Centre for Health Research, University of Western Sydney, Penrith, New South Wales, Australia.
PLoS One. 2014 Apr 15;9(4):e95029. doi: 10.1371/journal.pone.0095029. eCollection 2014.
Adjustment for the differing risk profiles of patients is essential to the use of administrative hospital data for epidemiological research. Smoking is an important factor to include in such adjustments, but the accuracy of the diagnostic codes denoting smoking in hospital records is unknown. The aims of this study were to measure the validity of current smoking and ever smoked status identified from diagnoses in hospital records using a range of algorithms, relative to self-reported smoking status; and to examine whether the misclassification of smoking identified through hospital data is differential or non-differential with respect to common exposures and outcomes. Data from the baseline questionnaire of the 45 and Up Study, completed by 267,153 residents of New South Wales (NSW), Australia, aged 45 years and older, were linked to the NSW Admitted Patient Data Collection. Patients who had been admitted to hospital for an overnight stay between 1 July 2005 and the date of completion of the questionnaire (1 January 2006 to 2 March 2009) were included.

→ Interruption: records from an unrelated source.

PR #1232, opened 2022-01-19
macos segfault bugfix

### LINKED ISSUE #1209: MacOS tests randomly segfault
### Version of Awkward Array

HEAD

For a while now (weeks?), the MacOS `tests/**/*.py` have been failing with low probability—there's about a 1 in 5 chance that one of the tests (based on Python 3.6, 3.7, 3.8, 3.9, and 3.10) raises a segfault. [Here is an example.](https://dev.azure.com/jpivarski/Scikit-HEP/_build/results?buildId=8629&view=logs&j=a8b274c7-ba97-5314-7052-52a2bff17ff3&t=70094b08-aa59-59b5-e85c-b680ecf0ab0f) When that happens, the error code may be one of several signals, such as 6, 10, or 11. It often fails while running v2 tests, but that might just be because the v2 tests are after than the v1 tests. The fact that it hasn't been failing consistently in the same test suggests that the signal is invoked during a garbage collection, but the actual error is earlier.

If this really is due to a v1 segfault, it's rare enough that we could even ignore it—there won't be many more v1 versions released. If it's due to something in v2, then we really must take care of it. (And if it's narrowed down to an easy v1 issue, then we'd also want to fix it in that case.)

If this had been a Linux segfault, I would run the tests locally many times in order to reproduce it (e.g. run it 100 times to virtually guarantee the P ≈ 1/25 case, then I would bisect the tests to find at least one that raises it. It might be necessary to insert explicit `gc.collect()` calls to trigger it in absence of many other tests. However, the bug only manifests itself on MacOS, and I don't have access to a Mac to do that intensive testing on. (Doing it through CI would be awful because it would add the compilation time to each run.)

Does anyone (@ianna, @ioanaif, @swishdiff, @agoose77, ...) have a Mac and is willing to try that bisection search? Maybe my first question should be if any Mac users have encountered this in their local tests (assuming you've been running enough tests recently).

ianna:
address issue #1209

### DIFF
--- a/src/cpu-kernels/awkward_IndexedArray_numnull_parents.cpp
+++ b/src/cpu-kernels/awkward_IndexedArray_numnull_parents.cpp
@@ -16,6 +16,9 @@ ERROR awkward_IndexedArray_numnull_parents(
       numnull[i] = 1;
       *tolength = *tolength + 1;
     }
+    else {
+      numnull[i] = 0;
+    }
   }
   return success();
 }
--- a/src/cpu-kernels/awkward_unique_offsets.cpp
+++ b/src/cpu-kernels/awkward_unique_offsets.cpp
@@ -14,17 +14,15 @@ ERROR awkward_unique_offsets(
   int64_t j = 0;
   for (int64_t i = 0;  i < length;  i++) {
     tooffsets[j] = fromoffsets[i];
-    while (starts[j] == starts[j + 1]) {
-      tooffsets[j + 1] = fromoffsets[i];
-      if (j < startslength - 1) {
+    for (int64_t k = j; k < startslength - 1; k++) {
+      if (starts[j] == starts[j + 1]) {
+        tooffsets[j + 1] = fromoffsets[i];
         j++;
-      } else {
-        break;
       }
     }
     j++;
   }
-  tooffsets[j - 1] = fromoffsets[length - 1];
+  tooffsets[startslength] = fromoffsets[length - 1];
 
   return success();
 }
--- a/kernel-specification.yml
+++ b/kernel-specification.yml
@@ -1331,6 +1331,8 @@ kernels:
               if fromindex[i] < 0:
                   numnull[i] = 1
                   tolength[0] = tolength[0] + 1
+              else:
+                  numnull[i] = 0
     automatic-tests: false
     manual-tests: []
 
--- a/src/awkward/_v2/contents/bitmaskedarray.py
+++ b/src/awkward/_v2/contents/bitmaskedarray.py
@@ -354,7 +354,7 @@ class BitMaskedArray(Content):
         if isinstance(
             other,
             (
-                ak._v2.contents.emptyArray.EmptyArray,
+                ak._v2.contents.emptyarray.EmptyArray,
                 ak._v2.contents.unionarray.UnionArray,
             ),
         ):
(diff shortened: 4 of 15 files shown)


ianna:
@jpivarski - there was a bug in a cpu kernel. It did not manifest itself in v1 because the kernel was not used there. Now, I'm running the tests with a higher statistic to see if the segfault is indeed gone - there are no crashes so far.

ianna:
@jpivarski - I'm done with this PR. There are no crashes reproduced so far..

src/cpu-kernels/awkward_IndexedArray_numnull_parents.cpp
```diff
@@ -16,6 +16,9 @@ ERROR awkward_IndexedArray_numnull_parents(
       numnull[i] = 1;
       *tolength = *tolength + 1;
     }
+    else {
+      numnull[i] = 0;
+    }
   }
   return success();
 }
```
jpivarski, line 24: So it was either this...

src/cpu-kernels/awkward_unique_offsets.cpp
```diff
@@ -14,17 +14,15 @@ ERROR awkward_unique_offsets(
...
-        break;
       }
     }
     j++;
   }
-  tooffsets[j - 1] = fromoffsets[length - 1];
+  tooffsets[startslength] = fromoffsets[length - 1];
 
   return success();
 }
```
jpivarski, line 28: Or this? Either way, that's fantastic! Thank you so much for finding it!

jpivarski (approved):
> @jpivarski - there was a bug in a cpu kernel. It did not manifest itself in v1 because the kernel was not used there. Now, I'm running the tests with a higher statistic to see if the segfault is indeed gone - there are no crashes so far.

:tada: Wonderful!

The two kernel changes below look very plausibly like they could cause this. The awkward_IndexedArray_numnull_parents.cpp is obvious in retrospect; if we use `numnull` at all after this kernel (which we must; otherwise, why fill it?), then it would be a problem that every `numnull[i]` for which `fromindex[i] >= 0` is undefined. I don't understand the awkward_unique_offsets.cpp change as well, but it looks significant.

Most importantly, these were bugs on all platforms, and for v1 as well as v2. It's not the case that v2 was adding some new instability; it was doing better testing on an old bug (or two old bugs, if I understand correctly).

I just updated the kernel-specification.yml (one of these two kernels had a Python definition; I don't want it to get out of date). When it's done with its new tests, I'll squash-and-merge, and then start a new release, now that this blocker has been fixed.

Again, thanks for all the work that went into this! Seeing the glaring bug, it was well worth it!

jpivarski:
I'm also running https://github.com/scikit-hep/awkward-1.0/actions/runs/1719297682 to make sure that the deployment process won't run into any segfaults (as it did last time).

jpivarski:
@henryiii, this PR definitely fixes a segfault and it seems to be the one @ianna saw on her Mac. (She could reproduce the segfault before fixing the bug, but not after, so that looks good.) So it was good to merge the PR.

However, the wheels.yml test failed, this time in Windows 32-bit: https://github.com/scikit-hep/awkward-1.0/runs/4871371245?check_suite_focus=true

If I'm reading this log correctly, it failed to install NumPy. It doesn't look like a segfault. (I also looked at the raw logs, in case the formatting is hiding something.) Is that your interpretation of it as well? Is it just another case that we should exclude because NumPy is not supporting the platform/Python version combination?

henryiii:
NumPy does not ship windows 32-bit wheels for Python 3.10: https://pypi.org/project/numpy/1.22.1/#files

jpivarski:
Okay, thanks! I'm following up on #1237.

PR #1234, opened 2022-01-19
C++ refactoring: ak.type and ak.values_astype

ioanaif:


src/awkward/_v2/contents/numpyarray.py
```diff
@@ -581,13 +581,20 @@ def _as_unique_strings(self, offsets):
...
-            self._identifier,
-            self._parameters,
-            self._nplike,
-        )
+        if (
+            self.parameter("__array__") == "string"
+            or self.parameter("__array__") == "bytestring"
+            or self.parameter("__array__") == "char"
+        ):
+            return self
```
jpivarski:
```suggestion
        if (
            self.parameter("__array__") == "string"
            or self.parameter("__array__") == "bytestring"
            or self.parameter("__array__") == "char"
            or self.parameter("__array__") == "byte"
        ):
            return self
```

These kinds of checks may be proliferating, so they should probably become a utility function in `ak._v2._util`. That would best be handled in another PR, though.

src/awkward/_v2/operations/describe/ak_type.py
```diff
@@ -2,147 +2,154 @@
...
+            np.uint32,
+            np.uint64,
+            np.float32,
+            np.float64,
+            np.complex64,
+            np.complex128,
+            np.datetime64,
+            np.timedelta64,
+        ),
+    ):
```
jpivarski:
```suggestion
    elif isinstance(
        array,
        [x.type for x in ak._v2.types.numpytype._dtype_to_primitive_dict],
    ):
```

This _should_ work. There's a canonical list of handled dtypes in `ak._v2.types.numpytype._dtype_to_primitive_dict` and we should use that, rather than introduce another one here.

src/awkward/_v2/operations/describe/ak_type.py
```diff
@@ -2,147 +2,154 @@
...
+    np.uint16: "uint16",
+    np.uint32: "uint32",
+    np.uint64: "uint64",
+    np.float32: "float32",
+    np.float64: "float64",
+    np.complex64: "complex64",
+    np.complex128: "complex128",
+    np.datetime64: "datetime64",
+    np.timedelta64: "timedelta64",
+}
```
jpivarski: The equivalent of this is in `ak._v2.types.numpytype._dtype_to_primitive_dict`, though that one takes dtypes to strings, rather than types to strings.

(It's necessary to use dtypes, rather than types, because a type like `np.datetime64` doesn't carry units, but a dtype like `np.dtype("datetime64[us]")` does.)

src/awkward/_v2/operations/describe/ak_type.py
```diff
@@ -2,147 +2,154 @@
...
+            np.uint64,
+            np.float32,
+            np.float64,
+            np.complex64,
+            np.complex128,
+            np.datetime64,
+            np.timedelta64,
+        ),
+    ):
+        return ak._v2.types.PrimitiveType(type.dtype2primitive[array.dtype.type])
```
jpivarski:
```suggestion
        return ak._v2.types.PrimitiveType(ak._v2.types.numpytype._dtype_to_primitive_dict[array.dtype])
```

Both this and the above change have to go together. I should have made it one edit.

src/awkward/_v2/operations/structure/ak_values_astype.py
```diff
@@ -8,90 +8,86 @@
...
+    np.dtype(np.datetime64): "datetime64",
+    np.dtype(np.timedelta64): "timedelta64",
+}
+
+if hasattr(np, "float16"):
+    _dtype_to_string[np.dtype(np.float16)] = "float16"
+if hasattr(np, "float128"):
+    _dtype_to_string[np.dtype(np.float128)] = "float128"
+if hasattr(np, "complex256"):
+    _dtype_to_string[np.dtype(np.complex256)] = "complex256"
```
jpivarski: This should also be removed, in favor of `ak._v2.types.numpytype._dtype_to_primitive_dict`.

jpivarski (changes requested):
On the whole, it's looking good, but I have a few requests. Most of them are about using centralized utilities, reducing the proliferation of type-lists that were in v1.

The type name for leaves of the type tree changed from PrimitiveType to NumpyType. As far as I can see, there is no `ak._v2.types.PrimitiveType`, so how are these tests working? Virtually every attempt to build a type would have to terminate on these leaf-nodes, so you ought to be getting

```
AttributeError: module 'awkward._v2.types' has no attribute 'PrimitiveType'
```

(I don't see a PrimitiveType being defined in this diff.)

Anyway, in an attempt to use terminology more consistently, the NumpyArray has NumpyForm and NumpyType. We still use the word "primitive," but it refers to the _string_ naming the type in Forms. v1 and v2 have to be able to accept each others' Forms so that pickled data from each version can be used in the other (that was a goal, so that users could build work-arounds if they need to), and that means the JSON field name "primitive" in the Form can't be changed. (Otherwise, a better name _might_ be "dtype", though that would also be misleading because dtypes are Python objects, and this is a string. So it's just going to be "primitive".)

jpivarski (approved):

Smokers were identified by applying a range of algorithms to hospital admission histories, and compared against self-reported smoking in the questionnaire ('gold standard'). Sensitivities for current smoking ranged from 59% to 84%, while specificities were 94% to 98%. Sensitivities for ever smoked ranged from 45% to 74% and specificities were 93% to 97%. For the majority of algorithms, sensitivities and/or specificities differed significantly according to principal diagnosis, number of comorbidities, socioeconomic status, residential remoteness, Indigenous status, 28 day readmission and 365 day mortality. The identification of smoking through diagnoses in hospital data results in differential misclassification. Risk adjustment based on smoking identified from these data will yield potentially misleading results. Systematic capture of information about smoking in hospital records using a mandatory item would increase the utility of administrative data for epidemiological research.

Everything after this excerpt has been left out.